13 March – 13 March 2013

We had a friend from Afghanistan when I was a child. He was a handsome, educated and cultured man, and a civil engineer by profession. He was a refugee from the Russian invasion, and while in Australia he worked as a cleaner in a Johnson & Johnson factory and lived alone in a bed-sit. My family met him while we were street-preaching the gospel. We were uneducated fundamentalist Christians and thought that we might "save" him. I remember how he came to bible study group, sing-alongs around the piano and remained respectfully reserved while being open and tolerant to who we were as people. In a strange reversal to the usual stereotype, in our Christian set women wore hats or headscarves to demonstrate their "submission" to men, while he came from a liberal Muslim sect where women no longer wore headscarves and were educated professionals alongside men. A couple of years later he moved to the USA where he was reunited with members of his family and resumed his profession.

I often think of Ali and what he must have made of us all. I think of how he came on a road trip to Adelaide with us - my brother, sisters and some friends. The jokes we shared, the hilarious misunderstandings of language and culture. I think of how we all spent weekends standing, painting, cleaning, as he and we helped my brother to renovate his house in Marrickville. I remember the flavours of the lamb and the carrots and the spiced rice that he carefully made for us - as if he had been cooking for all his life. (What were the other details of his life, and who taught him how to cook?) I remember the smell of Camel cigarettes in his thick black beard and moustache, but mostly what I remember was the deeply shared humanity, despite him being a liberal educated Muslim and we fundamentalist, sectarian Christians.
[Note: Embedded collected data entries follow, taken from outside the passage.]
PR #217, opened 2023-09-07
🐛 Allow non user-configurable properties in VM deployment

### LINKED ISSUE #181: Consider passing non-user configurable properties into vAppConfig
We have a user trying to use Nested ESXi OVA, which includes one hidden property (used for debugging purposes), but it had no value set after deployed. The only way to resolve this right now was to import the OVA into vSphere, change the hidden property to `configurable` AND then specify that in `vAppConfig` spec and VM Service was able to power it on. 

For basic OVF/OVA, this is not an issue but for more complex ones that leverage hidden properties. other VMware appliances like VCSA also uses hidden properties for various reasons

Right now, any non user configurable properties are ignored. We can consider passing these into vAppConfig.
ref: https://github.com/vmware-tanzu/vm-operator/blob/8f2552faf4dce6a44d6c50d2c72163034d25796d/pkg/vmprovider/providers/vsphere/session/session_util.go#L52-L55

<table>
<tr>
<td></td>
<th>Value</th>
<th>How to Obtain</th>
</tr>
<tr>
<th>Supervisor version</th>
<td><code></code></td>
</tr>
<tr>
<td><code></code></td>
</tr>
<tr>
<th>Kubernetes version</th>
<td><code></code></td>
</tr>
<tr>
<th>VM Operator version</th>
<td><code></code></td>
<td>

```shell
  sort -u | \
  grep vmop | \
  awk -F'/' '{print $3}' | \
  awk -F: '{print $2}'
```

</td>
</tr>
</table>

aruneshpa:
Currently, VM operator ignores any vApp properties that are not user configurable when patching with values specified in the bootstrap resources (VM metadata ConfigMap/Secret). There are some valid use-cases where users might want to patch hidden properties defined in an image. This change fixes this behavior.

Fixes #181.

```release-note
Allow users to configure all properties defined in the OVF
```


aruneshpa:
TODO: We also need to update the official documentation to indicate that non user-configurable properties are also allowed now.
https://docs.vmware.com/en/VMware-vSphere/8.0/vsphere-with-tanzu-services-workloads/GUID-FB31603E-EE1D-4413-8567-DD2A5834929C.html

Excerpt from the doc:
```
Procedure
Make sure that for all properties to be configured, your OVF file includes the ovf:userConfigurable="true" entry.
```

PR #218, opened 2023-09-08
✨ Add v1a2 webconsole request controllers

sreyasn:

This change adds the v1a2 virtualmachinewebconsolerequest controllers and tests. The controller is guarded by the Feature state switch. The webhook changes will be a follow-up of this PR.

Fixes # N/A

N/A

```
Add v1a2 virtualmachinewebconsolerequest controllers and tests
```

### DIFF
--- a/controllers/virtualmachinewebconsolerequest/controllers.go
+++ b/controllers/virtualmachinewebconsolerequest/controllers.go
@@ -7,10 +7,17 @@ import (
 	"sigs.k8s.io/controller-runtime/pkg/manager"
 
 	"github.com/vmware-tanzu/vm-operator/controllers/virtualmachinewebconsolerequest/v1alpha1"
+	"github.com/vmware-tanzu/vm-operator/controllers/virtualmachinewebconsolerequest/v1alpha2"
 	"github.com/vmware-tanzu/vm-operator/pkg/context"
+	"github.com/vmware-tanzu/vm-operator/pkg/lib"
 )
 
 // AddToManager adds the controller to the provided manager.
 func AddToManager(ctx *context.ControllerManagerContext, mgr manager.Manager) error {
+	if lib.IsVMServiceV1Alpha2FSSEnabled() {
+		if err := v1alpha2.AddToManager(ctx, mgr); err != nil {
+			return err
+		}
+	}
 	return v1alpha1.AddToManager(ctx, mgr)
 }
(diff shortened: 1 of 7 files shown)


controllers/virtualmachinewebconsolerequest/controllers.go
```diff
@@ -7,10 +7,15 @@ import (
...
 	"github.com/vmware-tanzu/vm-operator/pkg/context"
+	"github.com/vmware-tanzu/vm-operator/pkg/lib"
 )
 
 // AddToManager adds the controller to the provided manager.
 func AddToManager(ctx *context.ControllerManagerContext, mgr manager.Manager) error {
+	if lib.IsVMServiceV1Alpha2FSSEnabled() {
+		return v1alpha2.AddToManager(ctx, mgr)
+	}
 	return v1alpha1.AddToManager(ctx, mgr)
```
bryanv, line 20: This controller needs to be added even in the v1a2 enabled world: these are separate types - since the object name has changed - so no version conversion is possible like we do with the other types.

controllers/virtualmachinewebconsolerequest/v1alpha2/webconsolerequest_controller.go
```diff
@@ -0,0 +1,216 @@
...
+
+// Reconciler reconciles a WebConsoleRequest object.
+type Reconciler struct {
+	client.Client
+	Logger     logr.Logger
+	Recorder   record.Recorder
+	VMProvider vmprovider.VirtualMachineProviderInterfaceA2
+}
+
+// -kubebuilder:rbac:groups=vmoperator.vmware.com,resources=virtualmachinewebconsolerequests,verbs=get;list;watch;create;update;patch;delete
```
bryanv, line 82: We should be able to enable these (`+kubebuilder:...`). I wouldn't expect the generated manifests to change since these don't include the version.

bryanv (approved):
It is a relative drop in the bucket for the rest of the tech debt we're saddling ourselves with for v1a2 but since the v1a1 controller/webhooks have to be kept around until v1a1 is completely removed, there is an opportunity now or later to share code here, either by writing our own ConverTo/From() or by defining our own generic intermediary struct.

controllers/virtualmachinewebconsolerequest/controllers.go
sreyasn: good catch. I missed the early return there. I'll return only when the first one(v1a2) errors out.

controllers/virtualmachinewebconsolerequest/v1alpha2/webconsolerequest_controller.go
sreyasn: Yeah. Just `rbac.yaml` changes for this type..

PR #219, opened 2023-09-08
✨ v1a2 provider & api changes

bryanv:
Snapshot of the current v1a2 work. This overall effort still has a lot of things to sort out but this works well enough to create working TKGs, with everything else will using v1a1 so we have a baseline of version conversion and functionality.

```release-note
NONE
```

### DIFF
--- a/pkg/vmprovider/providers/vsphere2/network/network.go
+++ b/pkg/vmprovider/providers/vsphere2/network/network.go
@@ -1,0 +1,630 @@
+// Copyright (c) 2023 VMware, Inc. All Rights Reserved.
+// SPDX-License-Identifier: Apache-2.0
+
+//nolint:revive
+package network
+
+import (
+	goctx "context"
+	"fmt"
+	"net"
+	"strings"
+	"time"
+
+	"github.com/vmware/govmomi/find"
+	"github.com/vmware/govmomi/object"
+	"github.com/vmware/govmomi/vim25"
+	vimtypes "github.com/vmware/govmomi/vim25/types"
+	corev1 "k8s.io/api/core/v1"
+	metav1 "k8s.io/apimachinery/pkg/apis/meta/v1"
+	"k8s.io/apimachinery/pkg/types"
+	"k8s.io/apimachinery/pkg/util/wait"
+	ctrlruntime "sigs.k8s.io/controller-runtime/pkg/client"
+	"sigs.k8s.io/controller-runtime/pkg/controller/controllerutil"
+
+	ncpv1alpha1 "github.com/vmware-tanzu/vm-operator/external/ncp/api/v1alpha1"
+	netopv1alpha1 "github.com/vmware-tanzu/vm-operator/external/net-operator/api/v1alpha1"
+
+	vmopv1 "github.com/vmware-tanzu/vm-operator/api/v1alpha2"
+	"github.com/vmware-tanzu/vm-operator/pkg/context"
+	"github.com/vmware-tanzu/vm-operator/pkg/lib"
+)
+
+type NetworkInterfaceResults struct {
+	Results []NetworkInterfaceResult
+}
+
+type NetworkInterfaceResult struct {
+	IPConfigs  []NetworkInterfaceIPConfig
+	MacAddress string
+	ExternalID string
+	NetworkID  string
+	Backing    object.NetworkReference
+
+	Device vimtypes.BaseVirtualDevice
+
+	// Fields from the InterfaceSpec used later during customization.
+	Name          string
+	DHCP4         bool
+	DHCP6         bool
+	MTU           int64
+	Nameservers   []string
+	SearchDomains []string
+	Routes        []NetworkInterfaceRoute
+}
+
+type NetworkInterfaceIPConfig struct {
+	IPCIDR  string // IP address in CIDR notation e.g. 192.168.10.42/24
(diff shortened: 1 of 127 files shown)


pkg/vmprovider/providers/vsphere2/network/network.go
```diff
@@ -0,0 +1,631 @@
...
+
+	netIf, err = waitForReadyNetworkInterface(vmCtx, client, netIf.Name)
+	if err != nil {
+		return nil, err
+	}
+
+	return netIfToResult(vimClient, netIf), nil
+}
+
+func netIfToResult(
```
sreyasn, line 297: How about netOpNetIfToResult() and ncpNetIfToResult() for the other one below?.

pkg/vmprovider/providers/vsphere2/network/network.go
```diff
@@ -0,0 +1,631 @@
...
+	}
+
+	return netIf, nil
+}
+
+// NCPCRName returns the name to be used for the NCP VirtualNetworkInterface CR.
+func NCPCRName(vmName, networkName, interfaceName string, isV1A1 bool) string {
+	var name string
+
+	if isV1A1 {
```
sreyasn, line 377: Is this referring to the vmop v1a1/v1a2?. If so, should we pass in the FSS val here to NCPCRName(..,.., lib.Isv1a2enabled()) in line 411.

pkg/vmprovider/providers/vsphere2/network/network.go
```diff
@@ -0,0 +1,631 @@
...
+	if kind := interfaceSpec.Network.Kind; kind != "" && kind != "Network" {
+		return nil, fmt.Errorf("network kind %q is not supported for VDS", kind)
+	}
+
+	// If empty, NetOP will try to select a namespace default.
+	networkName := interfaceSpec.Network.Name
+
+	netIf := &netopv1alpha1.NetworkInterface{
+		ObjectMeta: metav1.ObjectMeta{
+			Name:      NetOPCRName(vmCtx.VM.Name, networkName, interfaceSpec.Name, false),
```
sreyasn, line 268: Should we pass in the FSS val for v1a2 here to the last argument?. or Is it referring to a different v1a1.

pkg/vmprovider/providers/vsphere2/network/network.go
```diff
@@ -0,0 +1,631 @@
...
+
+	vnetIf, err = waitForReadyNCPNetworkInterface(vmCtx, client, vnetIf.Name)
+	if err != nil {
+		return nil, err
+	}
+
+	return vnetIfToResult(vmCtx, vimClient, clusterMoRef, vnetIf)
+}
+
+func vnetIfToResult(
```
sreyasn, line 437: maybe ncpNetIfToResult() ?

pkg/vmprovider/providers/vsphere2/vmlifecycle/bootstrap_cloudinit.go
```diff
@@ -0,0 +1,186 @@
...
+				if userdata != "" {
+					break
+				}
+			}
+		}
+
+		// NOTE: The old code didn't error out if userdata wasn't found, so keep going.
+
+	} else {
+		return nil, nil, fmt.Errorf("TODO: inlined CloudConfig")
```
sreyasn, line 68: How do plan on supporting this?. 
do we need a JIRA/issue to track this somewhere?.

sreyasn:
Also JFYI @bryanv , Keep an eye out on the [BackupVirtualMachine()](https://github.com/vmware-tanzu/vm-operator/blob/87313a56d3718b670ef6235560e3be33943e5d15/pkg/vmprovider/interface_a2.go#L24) method added to the v1a2 interface. Without the provider for this the cayman_vm-operator build will fail.

aruneshpa (approved):

pkg/vmprovider/providers/vsphere2/vmlifecycle/bootstrap_cloudinit.go
bryanv: Yes there is a series of lower priority BL items for these. My immediate goal is to get v1a2 to v1a1 parity, and then worry more about new functionality like the inline bootstrap configs here.

pkg/vmprovider/providers/vsphere2/network/network.go
bryanv: No. This is referring to if the VM was a prior a v1a1 VM which means we'll netIF CRDs with the prior naming convention. The existing v1a1 naming convention was ad-hoc and limiting (like only allow one per network) that I want to get away from, especially now that we have a interface name in the spec which was a prototype oversight. If the VM already has netIF CRDs we need to continue to use those and not create new ones.

This is part of the larger issue to ensure existing VMs continue to be reconciled properly post the switch to v1a2.

pkg/vmprovider/providers/vsphere2/network/network.go
bryanv: Sure

pkg/vmprovider/providers/vsphere2/network/network.go
bryanv: Sure

sreyasn (approved):
Thank you for this change, BV..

I feel a love for this man, and the kind of liberal, cultured, educated Islam that he represents, and I feel so sad that his country of birth has been overtaken by the violent, ignorant, fundamentalism of the Taliban.

"The fundamental function of art is to gather the contradictions and complexities of the life world. Being an 'imago mundi', the work of art helps man to dwell" (1)
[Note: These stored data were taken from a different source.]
Issue #1, opened 2021-01-18
Update Api


Freymaurer:
To update the current API state we need to bring some of the type restrictions up to date with the DataModel changes done in previous commits. In addition we should redistribute the API modules over the .fs files in the API folder.

- [x] Update type restrictions.
- [x] Redistribute API modules over .fs files (leave API.fs for now as deprecated)
- [x] As discussed i added a general Record Type update type (See Update.fs) This allows a user to define how a record type should be updated.
- [x] Add unit tests for Update.fs.

PR #2, opened 2021-01-18
Update Api (Issue #1).

Freymaurer:
This PR updates the API module according to Issue #1.

Please let me know if i should change anything.


tests/ISADotnet.Tests.NetCore/ISADotnet/API/UpdateTests.fs
```diff
@@ -0,0 +1,252 @@
+﻿module UpdateTests
```
HLWeil, line 1: Module name APITests would be more appropriate

src/ISADotnet/InvestigationFile/API.fs
```diff
@@ -1,640 +1,634 @@
 ﻿namespace ISADotNet.InvestigationFile
```
HLWeil, line 1: The functions need to be resorted. It does not get clear from the file and module structur which function is related to studies and which is related to investigations

src/ISADotnet/API/Update.fs
```diff
@@ -0,0 +1,117 @@
+﻿module Update
```
HLWeil, line 1: Could you add this to a private module within namespace ISADotNet?

Also could you add some comments?

HLWeil (changes requested):

tests/ISADotnet.Tests.NetCore/ISADotnet/API/UpdateTests.fs
Freymaurer: The unit tests i added are only to test the functionality written in Update.fs. If you want to add API tests to this .fs in the future i will of course change the name.

src/ISADotnet/InvestigationFile/API.fs
Freymaurer: This file is only left in as depricated  to get the previously done changes into the commit history. I did this to have a failback safe in case i missed to redistribute something or did an error during the merge of your newest commits. So if something went wrong we have this file with some of the updates still in the commit history. This is also the reason why i added the obsolete tag to the API module. I hope this gives some additional insight. Let me know what you think.

tests/ISADotnet.Tests.NetCore/ISADotnet/API/UpdateTests.fs
HLWeil: Yes, other API tests will surely follow and I think it might be more comprehensible to group them in a APITests module

HLWeil (approved):

HLWeil:
Seems good. I will include some final clean up steps when preparing the project for packaging

Issue #4, opened 2021-01-24
Update function not working for record in record


HLWeil:
# Problem
When updating one record type with another using the methods in `API.Update`, even when using the `UpdateByExisting` option, a field with a filled record is replaced by a record where no value is set.

An example for this is the `Measurementtype` field of the `Assay` type

# Solution

There should be a way to detect empty records and ignore them. Possibly using an `option` for records in records

Freymaurer:
This is actually by design, as i found it to exhausting to check for all types inside the record type again and then only update it if it contains a new value. So record types will always be replaced. 

> Possibly using an option for records in records

If you define the field as `Measurementtype option` this will work already.

HLWeil:
Yes I thought so, and that's fine. Checking the record recursively kind of imposes a new batch of assumptions, which might not be quite transparent when applying the function.

Nice to hear though that the `option` case is already covered.

PR #7, opened 2021-02-03
Append optional list when updating record types

HLWeil:
Some minor adjustemts were made to the `record type update` functionality. When set to `UpdateAllAppendLists`, also `optional lists` will be `appended`. This became necessary after all fields in the datamodel were set to optional.
Additonally, tests were added to cover these cases.


HLWeil:
closes #4

Issue #15, opened 2021-02-12
[Feature Request] Assay file reader


HLWeil:
Assay files are modified using the swate tool. To access this information for other tasks, a reader should be added. 
As the swate tool adds tables to assay xlsx files, a prerequisite for this reader is a table reader in FSharpSpreadsheetML. The information could be stored as grouped processes.

HLWeil:
Additionally, the assay file can store other metadata in a specific sheet. This way the assay is more self contained.

PR #17, opened 2021-03-07
Assay file io

HLWeil:
Added an ISAXLSX assay file reader, which is able to parse assay tables created with the [Swate](https://github.com/nfdi4plants/Swate) tool.


HLWeil:
closes #15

"They saw that ordinary [objects], especially uprooted from their practical functions, [in other contexts and relation to one another], contain a wealth of unintended, unpredictable, meanings." (2)

The Middle East occupies an enormous part of Western collective imagination. It appears daily on the internet with reportage from the Iraq/Afghanistan wars, the Israel/Palestine conflict, the Arab Spring, refugees and racial tensions in European countries. The fatwa on Salman Rushdie (the Islamic Revolution), The Gulf War, 9/11, The War on Terror, The Call to Jihad, Osama bin Laden, Abu Ghraib, the Guantanamo have become the major historical/cultural markers of our time.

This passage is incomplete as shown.